__Your assignment__.
Tell how many lines of the entries below include the string "calling". Respond with the number alone.

__Source material__.
PR #191, opened 2022-11-30
Implement bindings for StoreContext data

### LINKED ISSUE #190: Question: Generic Store
In the Rust Wasimtime crate, the wasmtime Store takes a generic parameter for a struct:
```rust
let some_store = SomeStore::new();
let mut store = Store::new(&engine, some_store);
```
The host can then define callback functions that can directly access this data through the caller:
```rust
linker.func_wrap("","some_function", |mut caller: Caller<'_, SomeStore>| {
    let host = caller
      .data()
      .some_store_property
      .as_ref();
}
```
I see this pattern in a lot of places and can't really figure out the best way to replicate this in dotnet, `StoreContext` seems to be not exposed. I feel like I'm missing something. 

Is there functionality available to support something like this? If not, what would it take to implement it?

Thanks!

Yeseh:
closes #190 

This PR adds functionality to the `Store` and `Caller` that allows users to store arbitrary data in the WASM `Store` and access it using host functions like so:

```csharp
var storeData = "Hello, World";
var engine = new Engine();
var linker = new Linker(engine);
var store = new Store(engine, storeData);

linker.DefineFunction("", "store_data", (Caller caller) => {
    var data = caller.GetData() as string;
    Console.WriteLine(data);
});
```

TODO:

- [x] Add binding for `wasmtime_context_get_data`
- [x] Add binding for `wasmtime_context_set_data`

- [x] Add storedata example
- [x] Add test for SetData()

### DIFF
--- a/src/Caller.cs
+++ b/src/Caller.cs
@@ -128,10 +128,15 @@ namespace Wasmtime
         public ulong GetConsumedFuel() => ((IStore)this).Context.GetConsumedFuel();
 
         /// <summary>
-        /// Gets the data from the Store's Context. 
+        /// Gets the user-defined data from the Store's Context. 
         /// </summary>
-        /// <returns></returns>
+        /// <returns>An object represeting the user defined data from this Store</returns>
         public object? GetData() => ((IStore)this).Context.GetData();
+
+        /// <summary>
+        /// Replaces the user-defined data in the Store's Context 
+        /// </summary>
+        public void SetData(object data) => ((IStore)this).Context.SetData(data);
 
         internal static class Native
         {
--- a/src/Caller.cs
+++ b/src/Caller.cs
@@ -136,7 +136,7 @@ namespace Wasmtime
         /// <summary>
         /// Replaces the user-defined data in the Store's Context 
         /// </summary>
-        public void SetData(object data) => ((IStore)this).Context.SetData(data);
+        public void SetData(object? data) => ((IStore)this).Context.SetData(data);
 
         internal static class Native
         {
--- a/src/Caller.cs
+++ b/src/Caller.cs
@@ -127,6 +127,36 @@ namespace Wasmtime
         /// <returns>Returns the fuel consumed by the executing WebAssembly code or 0 if fuel consumption was not enabled.</returns>
         public ulong GetConsumedFuel() => ((IStore)this).Context.GetConsumedFuel();
 
+        /// <summary>
+        /// Gets the data from the Store's Context. 
+        /// </summary>
+        /// <returns></returns>
+        public object? GetData() => ((IStore)this).Context.GetData();
+        
+        /// <summary>
+        /// Gets the data from the Store's Context and attempts to cast it to the specified type. 
+        /// </summary>
+        /// <returns>The typed store data, or null in case of a failed cast</returns>
+        public T? GetData<T>() 
+            where T: class
+        {
+            var data = this.GetData();
+            if (data is null) { return null; }
+
+            try  
+            { 
+                return (T)data; 
+            }
+            catch (InvalidCastException _) 
+            { 
+                return null; 
+            }
+            catch
+            {
+                throw;
+            }
+        }
+
         internal static class Native
         {
             [DllImport(Engine.LibraryName)]
--- a/src/Caller.cs
+++ b/src/Caller.cs
@@ -132,30 +132,6 @@ namespace Wasmtime
         /// </summary>
         /// <returns></returns>
         public object? GetData() => ((IStore)this).Context.GetData();
-        
-        /// <summary>
-        /// Gets the data from the Store's Context and attempts to cast it to the specified type. 
-        /// </summary>
-        /// <returns>The typed store data, or null in case of a failed cast</returns>
-        public T? GetData<T>() 
-            where T: class
-        {
-            var data = this.GetData();
-            if (data is null) { return null; }
-
-            try  
-            { 
-                return (T)data; 
-            }
-            catch (InvalidCastException _) 
-            { 
-                return null; 
-            }
-            catch
-            {
-                throw;
-            }
-        }
 
         internal static class Native
         {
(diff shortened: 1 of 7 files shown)


src/Caller.cs
```diff
@@ -127,6 +127,36 @@ private IntPtr NativeHandle
...
+                return (T)data; 
+            }
+            catch (InvalidCastException _) 
+            { 
+                return null; 
+            }
+            catch
+            {
+                throw;
+            }
```
kpreisser, line 157: I think you can just use the `as` operator here, to avoid throwing (and catching) the `InvalidCastException`, as it just returns `null` when the value cannot be cast to that type, which is what the above code effectively does:

```suggestion
            return data as T;
```

src/Store.cs
```diff
@@ -90,6 +97,10 @@ private static class Native
 
             [DllImport(Engine.LibraryName)]
             public static extern void wasmtime_context_set_epoch_deadline(IntPtr handle, ulong ticksBeyondCurrent);
+            
+            [DllImport(Engine.LibraryName)]
+            [return: MarshalAs(UnmanagedType.IUnknown)]
+            public static extern object wasmtime_context_get_data(IntPtr handle);
```
kpreisser, line 103: `MarshalAs(UnmanagedType.IUnknown)` is intended for COM interop on Windows, which I don't think is appropriate here. I think you should declare it as returning an `IntPtr`, and then use `GCHandle.FromIntPtr(value).Target!` to get the target object from the `GCHandle`.

See https://github.com/bytecodealliance/wasmtime-dotnet/blob/992efb0baee78bad1b4f9cc0a8a5b363313a63c9/src/Value.cs#L384 for an example.

src/Caller.cs
Yeseh: Wasn't aware that as gives back null, that's handy. I think in that case GetData<T> doesn't do much anymore, so I removed it.

src/Store.cs
Yeseh: Makes sense, fixed

Yeseh:
Thanks for the feedback @kpreisser !

I'll fix the failing test case (dumb mistake) and add an example to the funcrefs later today or tomorrow. Anything else you can think of? Are the two testcases sufficient?

Yeseh:
Added an example and actually working testcases together with the binding for `wasmtime_context_set_data`. Think it's functionally finished right now.

src/Store.cs
```diff
@@ -28,6 +28,29 @@ internal void AddFuel(ulong fuel)
...
+            var data = Native.wasmtime_context_get_data(handle);
+            if (data == IntPtr.Zero)
+            {
+                return null;
+            }
+
+            return GCHandle.FromIntPtr(data).Target;
+        }
+
+        internal void SetData(object data)
```
kpreisser, line 42: If I understand this correctly, when you initially create the `Store` without passing data or passing `null`, but later call `SetData`, then the finalizer would not be called and the `GCHandle` would never be freed, because in `wasmtime_store_new`, `null` would have been passed as finalizer.

(That might be a good candidate for a unit test, e.g. similar to the `ExternRefTests.ItCollectsExternRefs` that checks whether `externref` object instances are freed by the GC after disposing the `Store`.)

I think in order to make this work, we would need to always pass the finalizer to `wasmtime_store_new`, and change the finalizer to something like this (as `IntPtr.Zero` would be an invalid GC handle):
```cs
private static readonly Native.Finalizer Finalizer = (p) =>
{
    if (p != IntPtr.Zero)
    {
        GCHandle.FromIntPtr(p).Free();
    }
};
```

Additionally, `SetData` can then be changed to accept `object?`, and call `GCHandle.Alloc()` only if the new data is not `null`. What do you think?

Yeseh: Yes totally agree, good catch. This way calling `SetData(null)` will do what you'd expect, and clear the existing store data. I Added tests to check if GC properly takes care of unused store data on `SetData()` and `Store.Dispose()`

src/Store.cs
```diff
@@ -28,6 +28,32 @@ internal void AddFuel(ulong fuel)
...
+            if (oldData != IntPtr.Zero) 
+            {
+                GCHandle.FromIntPtr(oldData).Free();
+            }
+            
+            if (data != null)
+            {
+                var newPtr = (IntPtr)GCHandle.Alloc(data);
+                Native.wasmtime_context_set_data(handle, newPtr);
+            }
```
kpreisser, line 54: The call to `wasmtime_context_set_data` needs to be made unconditionally, to ensure we set the store data actually to `null`.
Otherwise, when calling `SetData(null)` and previously there was an object set, we would free the `GCHandle` here, but then the finalizer would attempt to free it again when disposing of the `Store` later (which can cause undefined behavior as the handle is no longer valid).

```suggestion
            var newPtr = IntPtr.Zero;
            if (data != null)
            {
                var newPtr = (IntPtr)GCHandle.Alloc(data);
            }            

            Native.wasmtime_context_set_data(handle, newPtr);
```

kpreisser: Additionally, to be on the safe side if allocating a new `GCHandle` (or calling `wasmtime_context_set_data`) should ever fail, I think it might be a good idea to free the old handle only after calling `wasmtime_context_set_data` succeeded, i.e. move 
```cs
            if (oldData != IntPtr.Zero) 
            {
                GCHandle.FromIntPtr(oldData).Free();
            }
```
after the call to `wasmtime_context_set_data`, to prevent the situation that we free the `GCHandle` but it's still set as store data, so that the finalizer would then free it again.
Thanks!

Yeseh: Done! Thanks a lot for being patient and helping me figure out a bunch of new concepts, your explanations were very helpful.

peterhuene:
@Yeseh thanks again for implementing this!

Yeseh:
@peterhuene just noticed that we all missed the storedata example being in the root folder of the repo instead of examples/ :)

peterhuene:
Ah, how little one pays attention to a path when there's fun code to review 😅.

Thankfully the repo layout doesn't matter much and we can address it easily with a follow up.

__Answer space__.
3